What’s the other solution we have?

My current (temporary) solution is to just use C# BinaryFormatter . However, I format a collection of IComponentData directly. Put [Serializable] on the struct then make a wrapper class to serialize them with chunk iteration.

Let’s say I have 1000 entities. All of them has component A and any B or C. I do chunk iteration on component group query all A and any B C. I then made a class SerializedData containing List<(A,B,C,Flag,Sentity)> which the flag shows availability of component of an entity, left the unrelated component as default .

On deserialize back I add component for only those available.

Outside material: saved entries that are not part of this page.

Issue #876, opened 2026-08-29
Merge re-analyzes every document instead of merging postings — post-index churn ran 40+ min at ~110% CPU on a 154 MB corpus


xerj-org:
## Measurement (rc.70, 15-repo / 154 MB / 4,677-file autoindex, 32-core box)

Ingest finished in ~11 min. The merge pool then ran for **another 40+ minutes at
~110% CPU** (still unconverged when measurement stopped), completing roughly one
merge every 2–5 minutes at ~100 docs/s:

```
segment merge complete inputs=16 live_docs=21591 removed_mb=43   (~5 min)
segment merge complete inputs=8  live_docs=10355 removed_mb=31   (~3 min)
```

Server RSS climbed from 8.8 GB (ingest end) to **16.1 GB**, at which point the
parent memory breaker tripped and started rejecting writes with 429 — on a
box idling next to a 154 MB corpus. An unchanged rc.71 re-index run was aborted
by exactly that 429 (`[parent] real memory circuit breaker tripped: rss=16125MB
>= watermark=15564MB`).

## Mechanism

`merge_pass_locked` re-parses every surviving document's source into
`fts_input` and rebuilds the merged segment's FTS side-car from scratch via
`fts_writer.add_documents_parallel(&fts_input)`
(`engine/crates/xerj-engine/src/index.rs:9105-9458`). Merging is therefore a
full re-tokenization/re-analysis of every document it touches — and under
size-tiered leveling each document is merged O(log N) times, so total merge work
approaches (analysis cost of the whole corpus) × (number of levels). That is
why the post-index tail cost rivals the index itself.

## The reference design (approach citation, Apache-2.0)

Lucene never re-analyzes on merge: `FieldsConsumer.merge`
(`lucene/core/src/java/org/apache/lucene/codecs/FieldsConsumer.java:72-96`)
wraps the source segments' already-built postings (`MultiFields` over the
readers), remaps doc ids (`MappedMultiFields`), and streams the merged terms
into the new segment's writer. Merge cost is proportional to the size of the
postings, not to tokenization of the text.

## Proposed fix

Merge the FTS side-cars at the postings level: k-way merge of the segments'
sorted term dictionaries (the fst files already give ordered terms), concatenate
per-term postings with doc-id remapping and tombstone filtering, and rebuild
norms from the existing per-doc field lengths. `fts_input` disappears, and with
it both the re-analysis CPU and the per-batch Vec<Value> memory that the
[...]

Issue #873, opened 2026-08-29
Idle RSS floor ~0.9 MB per index (487 MB for 464 tiny datasets) — cold-index state + adaptive WAL shard count


xerj-org:
## Symptom

Same customer report as #871/#872: high RAM with no load. Measured on rc.70:
**84 MB** baseline (14 system indices) → **487 MB** with 464 indices each
holding ~12 KB of data. ≈ **0.87 MB of pure overhead per open index**, resident
at idle, forever. A 15-repo reference-coding corpus (300–800 datasets) costs
0.3–0.7 GB of RAM before the first query; larger corpora (an OpenBSD or Linux
clone autoindexes into thousands of datasets) reach multiple GB. On the 8 GB
laptops dev users actually run, that is the difference between "background tool"
and "the thing I kill".

## Where the floor comes from (code refs)

- **WAL shards scale with cores, not with index size.**
  `num_wal_shards = ingest_shards = (cpus/2).max(1).next_power_of_two()`
  (`xerj-common/src/config.rs:1588`), each shard eagerly opening a WAL file
  with a 64 KiB `BufWriter` (`wal.rs:108,473`) at index open
  (`index_store.rs:660-693`). `xerj autoindex` already works around this with
  `with_single_wal_shard` (the #84 FD fix) — but an index created over the
  plain ES wire (any ES client, any migration) still gets the full per-core
  count: on a 16-core laptop, 8 WAL files + buffers per tiny index.
- **Every index is fully opened at boot and stays fully open**: segment readers
  (mmap + parsed metadata), FTS structures, 16 memtable shards, settings — even
  for an index that will not be touched this session. The cache-release
  machinery already exists (#463: `release caches` at `index.rs:19056`) but
  nothing drives it by idleness.
- **Small memtables never flush on time.** `needs_flush`
  (`index.rs:19043`) is threshold-only (doc count / bytes). A dataset below the
  thresholds keeps its documents in memtable RAM (plus live WAL generations,
  which replay on every boot) for the whole session; only shutdown flushes it.

## Proposed fixes

1. **Adaptive WAL shard count by index size** — every index starts at 1 shard
   (the autoindex setting becomes the default), and grows to `ingest_shards`
   only when sustained write concurrency warrants it. Persisted-at-create
   `index.xerj_ingest_shards` plumbing from #84 already exists; this changes
   the default and adds the growth trigger.
2. **Cold-index state**: an index with no reads/writes for N minutes drops its
[...]

PR #877, opened 2026-08-30
perf(search): multi-index fan-out executes concurrently (#875)

### LINKED ISSUE #875: Multi-index search fan-out is serial: ax-* over 41 indices is 83x slower than the same query on one index
## Measurement (rc.70, 15-repo autoindex corpus, 41 ax-* indices, p50 of 21 runs)

| query | p50 |
|---|---|
| `multi_match` identifier, ONE index | **10.2 ms** |
| identical query, `ax-*` (41 indices) | **845.1 ms** |

845 ≈ 41 × 20.6 — the fan-out is executed **sequentially**. The scroll path shows
the shape explicitly (`es_compat.rs:20276`): `for idx_name in &index_names { ...
idx.search(&full_req).await ... }` — one index at a time on one task; the plain
search path measures identically.

## Why this hurts the flagship use case specifically

`xerj autoindex` produces one index per dataset — a 15-repo reference corpus is
40–800 indices — and the documented reference-coding retrieval queries `ax-*`.
So the primary agent workflow pays the worst case of this loop on every
retrieval: ~1 s per lookup on a corpus whose individual indices answer in 10 ms.
(For scale: Zoekt answers the same identifier lookup over the same 15 repos in
15 ms; measured in the same session, same box.)

## Fix

Short term: execute the per-index searches concurrently on the search pool
(`join_all` / `buffer_unordered(search_workers)`), merge hits by (score, page
key) exactly as the serial loop does today. Expected: ax-* p50 drops from
~N×single to ~single + merge, i.e. 845 ms → ~15–30 ms at N=41.

Long term (with #874): stop multiplying physical indices — route autoindex
datasets into one physical index keyed by a `dataset` field (filtered alias per
dataset preserves the ES-compat contract), which removes the fan-out entirely
and collapses the per-index idle costs (#871/#872/#873) at the same time.

xerj-org:
The wildcard/multi-index search loop spawned one task per index and awaited it before spawning the next — serial by construction, so `ax-*` over N datasets cost the SUM of per-index latencies instead of the maximum.

Two-phase now: phase 1 spawns every per-index search up front (per-index request prep is sync map lookups and stays serial); phase 2 awaits and merges in the SAME deterministic index order, so hit ordering and agg-merge order are unchanged. Concurrency is bounded by the existing global search permit (`Index::search` → `governor.acquire_search`, sized by `limits.max_concurrent_searches`); excess searches queue deadline-aware on that semaphore.

### What this is worth, measured honestly

The issue opened with a 701 ms `ax-*` p50 against 11.7 ms for the same query on one index. **That baseline does not reproduce on a settled corpus, and the PR should not claim it.** Re-measured on the identical corpus state, released rc.71 (serial) as the control, p50 of 21:

| query | rc.71 serial | this PR |
|---|---|---|
| identifier `ax-*` | 3.3 ms | 2.7 ms |
| common word `ax-*` | 1.8 ms | 1.5 ms |
| phrase `ax-*` | 7.7 ms | 6.6 ms |

Result parity: identical totals and top-hit scores.

The original 701 ms was **compound** — the serial loop multiplying a per-index cost that was itself pathological (~17 ms/index while 100k-doc datasets sat memtable-resident during post-ingest merge churn, the #873/#876 state). So this change bounds `ax-*` by `max(per-index)` instead of `Σ(per-index)`: ~1.2× when indices are cheap, and the ~N× the issue measured when they are not. It is the insurance half; #878 and #876 remove the expensive state itself.

**The merge gate is the deterministic concurrency test, not the latency table.**

### Proof

`wildcard_fanout_runs_per_index_searches_concurrently` asserts BOTH per-index searches START while NEITHER can complete — impossible under the serial loop (the second never spawned until the first resolved), immediate under the fan-out. Abort propagation to all spawned searches is asserted in the same test. The pending-search test injection was extended to a Vec of signal pairs with prefix-matched index names to make that expressible.

### Behaviour changes, disclosed

- `queries_by_index` now increments for every resolvable index even when a later index errors the request — those searches really do run now.
- Index resolution happens for all indices before any await, so a request naming both a missing index and an erroring index now returns the 404 rather than the search error. Closer to ES, which resolves at the coordinator first.
- Per-index search deadlines all start at request time rather than sequentially, so a search queued behind the global permits can return `timed_out: true` with partial results where the serial loop would have returned complete results slowly. Only reachable when `ceil(N/permits) × per-index latency` exceeds the timeout.

### Review follow-ups

Raised and deliberately not taken in this PR, recorded for #875: the fan-out is unbounded per request (up to N tasks, capped process-wide by the 64-permit pool rather than per-request). Bounding it to `min(N, cpus)` would cost nothing and remove a fairness/peak-memory question on single-user deployments; it is a small follow-up rather than a change to make under a release gate.

Closes #875.


xerj-org:
**Same-state A/B, and an honest correction to the headline expectation.**

Measured today on the identical corpus state (41 autoindex datasets, settled and merged), same 21-rep p50 method, released rc.71 (serial loop) as the control:

| query | rc.71 serial | this PR | single index |
|---|---|---|---|
| identifier `ax-*` | 3.3 ms | **2.7 ms** | 0.3 ms |
| common word `ax-*` | 1.8 ms | **1.5 ms** | — |
| phrase `ax-*` | 7.7 ms | **6.6 ms** | — |

Result parity: identical totals and top-hit scores across both arms.

The issue's 701 ms baseline does NOT reproduce on a settled corpus — that number was **compound**: the serial loop multiplying a per-index cost that was itself pathological (~17 ms/index while 100k-doc datasets sat memtable-resident during post-ingest merge churn — the #873/#876 state).

What this PR is worth, stated precisely: it bounds `ax-*` latency by **max(per-index) instead of sum(per-index)**. That is ~1.2x when indices are cheap (above), and the ~Nx the issue measured when they are not (N=41 expensive indices: sum ~700 ms vs max ~17 ms). It is the insurance half; #878 (idle-age flush) removes the expensive state itself. The deterministic concurrency test, not the latency table, is the merge gate.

This way we might waste a lot of space if only a few entities has C but C space has to be reserved for all, but it is easy enough for a temporary solution.

The stored Sentity is just Entity with [Serializable] on top.. it is because in the A B C I have stored Entity with relation to other serialized together entities, on deserializing if it knows what itself was then I can remap all Entity field manually, like the entity remapping explained earlier. Because Entity does not have [Serializable] , I put [NonSerialize] on them so C# ignores it.

Finally size comparison. C# serializer almost tripled in size from a chunk serialization! (Same encryption and compression)

You see you have to got balls and be a masochist if you want to dive into undocumented shiny features like this.